* [Data entries]:
┄┄┄┄┄┄┄┄┄┄

PR #90, opened 2020-04-04
Feature/automount usb

sharkwouter:
This change adds a udev rule which will automatically mount USB drives in ~/mount in their own directory. It also adds a cleanup for when the USB drive is removed, but that currently runs a bit too early to clean up the directory in which the USB drive was mounted. It will, however, clean up other empty directories in ~/mount. I will look into this and update the PR if I find a solution.


sharkwouter:
I'm going to close this for now. I'm looking into a slightly different solution at the moment.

┄┄┄┄┄┄┄┄┄┄

* [WHAT TO DO]: Make an exact copy of the data above.

* [RESULT BELOW]:
PR #90, opened 2020-04-04
Feature/automount usb

sharkwouter:
This change adds a udev rule which will automatically mount USB drives in ~/mount in their own directory. It also adds a cleanup for when the USB drive is removed, but that currently runs a bit too early to clean up the directory in which the USB drive was mounted. It will, however, clean up other empty directories in ~/mount. I will look into this and update the PR if I find a solution.


sharkwouter:
I'm going to close this for now. I'm looking into a slightly different solution at the moment.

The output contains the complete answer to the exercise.